3. Clippers come in dramatically different prices, which would be a good one for someone home grooming one dog? (I have a 1980s Oster Lucky Dog clipper I used on a schnauzer that worked great on him.)

i need to know this my self... my clippers have been filing me...

4. Which blades do I need and which snap on combs?

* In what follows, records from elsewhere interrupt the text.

PR #3960, opened 2019-09-13
Updated cross-selector example to use Panel

philippjfr:


jbednar:
That's a lot better!  I assume similar treatment is needed for the other Applications:

image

i just like to start with a base blade (usually a 10) then anything shorter than a 10 i buy a new blade and anything longer than a 10 i buy a attachment. I'm just starting out as a groomer so im not 100% on this question

also i don't mean to crush your dreams of the clip but its really hard to let your dog have fun (Roll in the mud, walk through leaves, take a dip in the lake, agility, etc) because you spend so much time and money on it. Even if you let your do all that stuff you would have to be bathing, brushing, blowing CONSTANTLY to keep up and it can also kinda hard for the dog to do this stuff in a continental. its pretty i know, but really not meant for a pet... a HCC (historical correct continental) might be better! BTW those pretty show dogs are always kept in bands when not in a show for those reasons. here's a pic

https://www.google.com/search?q=ban...F2008%2F04%2Fthe_hair_of_the_dog.html;453;337

woha long link XD

I don't wanna seen harsh if i did i just want to tell you why that clip may not work for you


----------



## blacky55667 (Dec 29, 2013)

also i see we are both in nc what breeder are you going to?...showcaseminiaturepoodles...?


----------



## hillbilly (Apr 17, 2014)

Joyview kennel in the Raleigh area. We are in the Asheville area in the northwest. There are not very many minature poodle breeders in the area- we looked in SC, TN, and NC before I found a breeder I liked.


----------



## hillbilly (Apr 17, 2014)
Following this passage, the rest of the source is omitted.